# [TO DO]
Copy the listing below line for line, from its opening line to the one with "-54,10 +54,10 @@", both included; stop there.

── DATA SUPPLIED ──

PR #3044, opened 2021-03-05
Update prettier definition for Dart

parlough:
We probably could(/should) switch to using the shared assets folder but for now just updates the Dart prettify definition.

### DIFF
--- a/src/_assets/js/vendor/code-prettify/lang-dart.js
+++ b/src/_assets/js/vendor/code-prettify/lang-dart.js
@@ -54,10 +54,10 @@ PR['registerLangHandler'](
       [PR['PR_KEYWORD'], /^\b(?:assert|async|await|break|case|catch|continue|default|do|else|finally|for|if|in|is|new|on|rethrow|return|super|switch|sync|this|throw|try|while|yield)\b/i],
 
       // Declaration keywords.
-      [PR['PR_KEYWORD'], /^\b(?:abstract|const|covariant|extends|external|factory|final|get|implements|native|operator|set|static|typedef|var|with)\b/i],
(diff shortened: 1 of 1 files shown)


kwalrath:
Thanks, @parlough! Where should I look to see the difference between the current version and my staged version of this PR?

parlough:
@kwalrath I would look at a page like [Understanding Null Safety](https://dart.dev/null-safety/understanding-null-safety). The changes are subtle due to the current style used have but the primary change you'll notice is `late` and `required` will now be colored like other keywords(pink) instead of like variables(purple).

kwalrath:
> @kwalrath I would look at a page like [Understanding Null Safety](https://dart.dev/null-safety/understanding-null-safety). The changes are subtle due to the current style used but the primary change you'll notice is `late` and `required` will now be colored like other keywords(pink) instead of like variables(purple).

I'm still seeing the purple, even though I've deleted all my old files, rebuilt everything, and restarted my local server. I even tried using an incognito window. E.g. in my locally staged version of https://dart.dev/null-safety/understanding-null-safety#late-final-variables, I still see a purple `late`:

image

domesticmouse (approved):
Just confirming, these changes have been submitted upstream? I don't want to lose these next time we update the vendored code. =)

parlough:
@kwalrath I'll test locally again and respond here with what I find.

@domesticmouse I would love to, but unfortunately my other patches from 1+ years ago still haven't been accepted and the [repo is archived](https://github.com/googlearchive/code-prettify). 

The goal is to switch to(or create) a better long term replacement, so this is more of a bandaid for now.

parlough:
@kwalrath I'm sorry, I forgot we only use prettify for a few situations, most of which are not dart related. I don't think we currently have any examples that will utilize these improvements.

kwalrath:
It sounds like accepting this PR is harmless, so I'll go ahead and do it.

───

# [ANSWER BOX]
PR #3044, opened 2021-03-05
Update prettier definition for Dart

parlough:
We probably could(/should) switch to using the shared assets folder but for now just updates the Dart prettify definition.

### DIFF
--- a/src/_assets/js/vendor/code-prettify/lang-dart.js
+++ b/src/_assets/js/vendor/code-prettify/lang-dart.js
@@ -54,10 +54,10 @@ PR['registerLangHandler'](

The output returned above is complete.